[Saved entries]
┌──

PR #10628, opened 2022-01-20
Interfaces and services for JWK management

### LINKED ISSUE #10620: Limetime management for OIDC JWKS
The first step in verifying the OIDC JWTs is verifying their signatures, which means checking them against the OIDC provider's signing key set.

There are a few approaches we could take to acquiring and maintaining the updatedness of those keys:

1. Bake them into the Warehouse codebase. We could pull the current JWKS blob from the URI referenced in the provider's `openid-configuration`.
  * Pros: Simple.
  * Cons: More tedious to update in the event of key updates/rotations; requires a PR each time any provider does so. Gaps between the rotation and updates means that Warehouse would probably reject authentic JWTs.

2. Fetch the JWKS for each provider on Warehouse startup/initialization. Restarts always re-fetch the JWKS.
  * Pros: Simple.
  * Cons: Most of the same cons as (1).

3. All of (2), but we also include a periodic job that checks each OIDC provider's JWKS on a schedule.
  * Pros: No rotation downtime.
  * Cons: Requires the most code.

woodruffw:
This adds the initial set of interfaces and services (and a small `warehouse oidc` CLI) for JSON Web Key (JWK) management.

Some design notes:

* JWKs come in sets, and are keyed by their OIDC provider. For now, GitHub is the only provider Warehouse knows about.
* The current implementation stashes the JWKs in Redis. I'm not 100% sure if this is the best place for them, so please let me know if somewhere else is better. 
* The current implementation adds a periodic (daily) job for refreshing the JWKs from each service. A user standing up a fresh instance of Warehouse can also manually fetch the JWKs by running `warehouse oidc update-oidc-jwks`.
* I'm not sure whether or not it also makes sense to cache the OIDC configuration (and periodically re-fetch it). The only thing I can currently think of that we might want from it is the `issuer` key, but we should probably keep that hardcoded anyways. 

Needs:

- [x] More documentation
- [x] Unit tests

Closes #10620.


warehouse/tasks.py
```diff
@@ -207,7 +207,10 @@ def includeme(config):
             Queue("default", routing_key="task.#"),
             Queue("malware", routing_key="malware.#"),
         ),
-        task_routes={"warehouse.malware.tasks.*": {"queue": "malware"}},
+        task_routes={
+            "warehouse.malware.tasks.*": {"queue": "malware"},
+            "warehouse.oidc.tasks.*": {"queue": "oidc"},
```
ewdurbin, line 212: Do we really anticipate that these tasks will be long running/disruptive enough to require their own queue?

ewdurbin: I only ask because using SQS as a broker, requires setting up a completely separate SQS queue for each route.

woodruffw: Nope, they should in general be very fast. I can remove the queue!

warehouse/oidc/services.py
```diff
@@ -0,0 +1,73 @@
...
+            if not resp.ok:
+                logger.error(f"error querying JWKS JSON for {provider}: {jwks_url}")
+                continue
+
+            jwks_conf = resp.json()
+            keys = jwks_conf["keys"]
+
+            yield (provider, keys)
+
+    def keyset_for_provider(self, provider):
```
woodruffw, line 69: N.B.: It might make sense to return a more structured type here, perhaps just a `PyJWKSet` (even though that's just a thin wrapper over the list of dicts).

woodruffw: Removed this interface.

warehouse/cli/oidc.py
```diff
@@ -0,0 +1,57 @@
...
+def oidc():
+    """
+    Manage the Warehouse OIDC components.
+    """
+
+
+@oidc.command()
+@click.pass_obj
+@click.argument("provider")
+def prime_provider(config, provider):
```
woodruffw, line 30: N.B.: This is only useful for local testing now that PyPI fetches each keyset on first use.

woodruffw:
Updated the `warehouse oidc` CLI now that we do FOFU:

```
Usage: python -m warehouse oidc [OPTIONS] COMMAND [ARGS]...

  Manage the Warehouse OIDC components.

Options:
  -h, --help  Show this message and exit.

Commands:
  get-key         Return the JWK for the given provider's...
  prime-provider  Update Warehouse's JWK sets for the given...
```

woodruffw:
I haven't started on tests yet, but this should be good for another review pass.

warehouse/oidc/services.py
```diff
@@ -0,0 +1,181 @@
...
+
+        # Another sanity test: an OIDC provider should never return an empty
+        # keyset, but there's nothing stopping them from doing so. We don't
+        # want to cache an empty keyset just in case it's a short-lived error,
+        # so we check here, error, and return None instead.
+        if len(keys) == 0:
+            logger.error(f"{provider} returned JWKS conf but no keys")
+            return None
+
+        return keys
```
di, line 111:
```suggestion
        return {key["kid"]: key for key in keys}
```

warehouse/oidc/services.py
```diff
@@ -0,0 +1,181 @@
...
+
+    def get_key(self, provider, key_id):
```
di, line 113: I'd like to see this simplified a bit, something like:

```python
    def get_key(self, provider, key_id):
        keyset = self._get_keyset()
        if key_id not in keyset:
            keyset = self._refresh_keyset()
        if key_id not in keyset:
            # emit metrics
            return None
        return PyJWT(keyset[key_id])
```

This function doesn't need to know anything about timeouts or how to store a keyset, which can both be handled by `_refresh_keyset()`. Similarly `_refresh_keyset()` doesn't need to know about what `key_id` we're looking for here, just that the keyset might be stale.

warehouse/utils/oidc.py
```diff
@@ -0,0 +1,27 @@
...
+
+# This is a map of OIDC providers supported by Warehouse.
+# The keys are human-readable names for each provider, and the values
+# are the "issuer" (i.e., `iss`) FQDN that JWTs signed by their respective
+# JWKs are checked against.
+OIDC_PROVIDERS = {
+    "github": "https://token.actions.githubusercontent.com",
+}
+
+WELL_KNOWN_OIDC_CONF = ".well-known/openid-configuration"
```
di, line 27: Is this required by the spec or could it vary from one provider to the next? If it's the latter, we probably want to do something like:

```suggestion
OIDC_PROVIDERS = {
    "github": { 
        "host": "https://token.actions.githubusercontent.com",
        "conf-path": ".well-known/openid-configuration"
    }
}
```

di (commented):
Overall looks good. We need to make sure we're emitting meaningful metrics at the right places. We probably want to use `sentry_sdk.capture_message` for the errors instead of logging them (would be nice to make this just output to the logger in development).

requirements/main.txt
```diff
@@ -2,7 +2,7 @@
 # This file is autogenerated by pip-compile with python 3.8
 # To update, run:
 #
-#    pip-compile --allow-unsafe --generate-hashes --output-file=requirements/main.txt requirements/main.in
+#    pip-compile --allow-unsafe --generate-hashes --output-file=main.txt main.in
```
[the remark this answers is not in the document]
woodruffw: Yeah, I had some local development strangeness with this: running `make requirements/main.txt` wouldn't update it file, even though `main.in` had changed and I could see `pip-compile` running. I had to `cd requirements` and run `pip-compile` manually. But I'll fix up for now and try to debug that later...

warehouse/utils/oidc.py
woodruffw: Yep, it's required by the spec -- every OIDC provider *must* provide that well-known URI.

(That's in contrast to the JWKS URI, which is usually under `.well-known` but isn't actually required to be.)

warehouse/oidc/services.py
```diff
@@ -0,0 +1,181 @@
...
+        """
+        with redis.StrictRedis.from_url(self._cache_url) as r:
+            keys = r.get(self._provider_jwk_key(provider))
+            timeout = bool(r.exists(self._provider_timeout_key(provider)))
+            if keys is not None:
+                return (json.loads(keys), timeout)
+            else:
+                return (None, timeout)
+
+    def _fetch_keyset(self, provider):
```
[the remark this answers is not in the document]
woodruffw: Just making sure I understand: in that case, this function should be connecting to Redis to check the timeout, correct? As well as using/updating the cached keys as necessary?

warehouse/oidc/services.py
woodruffw: Sounds good! That's a much better isolation of concerns; I'll refactor towards this.

warehouse/oidc/services.py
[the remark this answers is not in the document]
di: We could factor the Redis stuff into helper classes (`_get_timeout`/`_set_timeout`) but yeah.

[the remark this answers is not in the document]
woodruffw: Yeah, I currently have it reusing the `_get_keyset` and `_store_keyset` helpers. Will push up in a moment for you to check 🙂

warehouse/oidc/services.py
```diff
@@ -0,0 +1,159 @@
...
+        return self.service_class(self.provider, cache_url)
+
+    def __eq__(self, other):
+        if not isinstance(other, JWKServiceFactory):
+            return NotImplemented
+
+        return (self.provider, self.service_class) == (
+            other.provider,
+            other.service_class,
+        )
```
woodruffw, line 159: cc @di: Let me know if this looks reasonable for the factory.

(I cargo-culted the `__eq__` implementation from `TokenServiceFactory` -- I assume it's necessary to help `find_service` disambiguate the factory-produced services?)

warehouse/oidc/services.py
```diff
@@ -0,0 +1,159 @@
...
+        Return a JWK for the given key ID, or None if the key can't be found
+        in this provider's keyset.
+        """
+
+        keyset, _ = self._get_keyset()
+        if key_id not in keyset:
+            keyset = self._refresh_keyset()
+        if key_id not in keyset:
+            # TODO: Metrics
+            return None
```
woodruffw, line 138: N.B.: I'll work on adding metrics here.

warehouse/oidc/services.py
```diff
@@ -0,0 +1,168 @@
...
+        in this provider's keyset.
+        """
+
+        keyset, _ = self._get_keyset()
+        if key_id not in keyset:
+            keyset = self._refresh_keyset()
+        if key_id not in keyset:
+            self.metrics.increment(
+                "warehouse.oidc.get_key.error", tags=[f"key_id:{key_id}"]
+            )
```
woodruffw, line 145: cc @di Does this metric look reasonable to you? I used the same pattern as I've seen elsewhere in Warehouse (fixed metric ID, dynamic tag formatted as `key:value`).

warehouse/oidc/services.py
```diff
@@ -0,0 +1,168 @@
...
+        Returns the refreshed keyset, or the cached keyset if a timeout is
+        in effect.
+
+        Returns the cached keyset on any provider access or format errors.
+        """
+
+        # Fast path: we're in a cooldown from a previous refresh.
+        keys, timeout = self._get_keyset()
+        if timeout:
+            self.metrics.increment("warehouse.oidc.refresh_keyset.timeout")
```
woodruffw, line 75: This is the only other metric I added -- I figured the sentry cases are error cases that don't need metrics, since they ping the maintainers and indicate errors that are outside of Warehouse's ability to prevent anyways.

warehouse/oidc/interfaces.py
```diff
@@ -0,0 +1,34 @@
...
+
+class IJWKService(Interface):
+    def create_service(context, request):
+        """
+        Create the service, given the context and request for which it is
+        being created.
+        """
+        pass
+
+    def get_key(provider, key_id):
```
di, line 25:
```suggestion
    def get_key(key_id):
```

warehouse/utils/oidc.py
```diff
@@ -0,0 +1,27 @@
...
+# distributed under the License is distributed on an "AS IS" BASIS,
+# WITHOUT WARRANTIES OR CONDITIONS OF ANY KIND, either express or implied.
+# See the License for the specific language governing permissions and
+# limitations under the License.
+
+
+# For now, only RS256 is supported.
+# We probably won't need to support providers with only symmetric keys
+# (e.g. HS256) in the foreseeable future.
+VALID_ALGS = {"RS256"}
```
di, line 17: This doesn't seem to be used anywhere.

warehouse/utils/oidc.py
```diff
@@ -0,0 +1,27 @@
...
+
+# This is a map of OIDC providers supported by Warehouse.
+# The keys are human-readable names for each provider, and the values
+# are the "issuer" (i.e., `iss`) FQDN that JWTs signed by their respective
+# JWKs are checked against.
+OIDC_PROVIDERS = {
+    "github": "https://token.actions.githubusercontent.com",
+}
```
di, line 25: I think we can just include this when we initialize the service.

warehouse/oidc/services.py
```diff
@@ -0,0 +1,168 @@
...
+            return keys
+
+        oidc_url = f"{oidc.OIDC_PROVIDERS[self.provider]}/{oidc.WELL_KNOWN_OIDC_CONF}"
```
di, line 78:
```suggestion
        oidc_url = f"{self.token_request_url}/.well-known/openid-configuration"
```

This is the only place this is used, don't think we need it to be a constant.

warehouse/utils/oidc.py
di, line 27: This can get moved to where it's used.

warehouse/oidc/services.py
```diff
@@ -0,0 +1,168 @@
...
+
+from warehouse.metrics.interfaces import IMetricsService
+from warehouse.oidc.interfaces import IJWKService
+from warehouse.utils import oidc
+
+
+@implementer(IJWKService)
+class JWKService:
+    def __init__(self, provider, cache_url, metrics):
+        self.provider
```
di, line 30:
```suggestion
    def __init__(self, provider, token_request_url, cache_url, metrics):
        self.provider = provider
        self.token_request_url = token_request_url
```

di (commented):
Some slight refactoring suggestions and one overall thought: Should we make this an `OIDCProviderService` instead? I don't see a need for having separate JWK service and OIDC service (with an interface like `.verify(token)`) for the same provider.

woodruffw:
> Should we make this an `OIDCProviderService` instead?

Yep, that makes sense to me! I'll make that change.

warehouse/utils/oidc.py
woodruffw: Yep, it isn't used anywhere yet -- my plan was to use it to verify the incoming JWTs, since we'll only accept ones that have `alg=RS256`.

di: I think this can probably live where that verification happens instead.

warehouse/oidc/services.py
```diff
@@ -0,0 +1,172 @@
...
+
+
+@implementer(IOIDCProviderService)
+class OIDCProviderService:
+    def __init__(self, provider, cache_url, metrics):
+        self.provider = provider
+        self.cache_url = cache_url
+        self.metrics = metrics
+
+        self._issuer_url = oidc.OIDC_PROVIDERS[self.provider]
```
woodruffw, line 34: @di Is this what you had in mind, re: https://github.com/pypa/warehouse/pull/10628/files#r794061431?

warehouse/utils/oidc.py
woodruffw: Deleted it entirely, since it's always the same path.

warehouse/utils/oidc.py
woodruffw: Deleted.

warehouse/utils/oidc.py
woodruffw: https://github.com/pypa/warehouse/pull/10628#discussion_r794085394

warehouse/oidc/__init__.py
```diff
@@ -0,0 +1,22 @@
...
+# See the License for the specific language governing permissions and
+# limitations under the License.
+
+from warehouse.oidc.interfaces import IOIDCProviderService
+from warehouse.oidc.services import OIDCProviderServiceFactory
+
+
+def includeme(config):
+    config.register_service_factory(
+        OIDCProviderServiceFactory(provider="github"),
```
di, line 19: Sorry, this comment either never got saved or was lost in the refactor:

```suggestion
        OIDCProviderServiceFactory(
            provider="github",
            token_request_url="https://token.actions.githubusercontent.com",
        ),
```

warehouse/oidc/services.py
di: No, see https://github.com/pypa/warehouse/pull/10628#discussion_r794063016 and https://github.com/pypa/warehouse/pull/10628#discussion_r794061762 and https://github.com/pypa/warehouse/pull/10628#discussion_r794088544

└──

Select and copy every line from the records that includes the word "cached".

woodruffw: Just making sure I understand: in that case, this function should be connecting to Redis to check the timeout, correct? As well as using/updating the cached keys as necessary?
+        Returns the refreshed keyset, or the cached keyset if a timeout is
+        Returns the cached keyset on any provider access or format errors.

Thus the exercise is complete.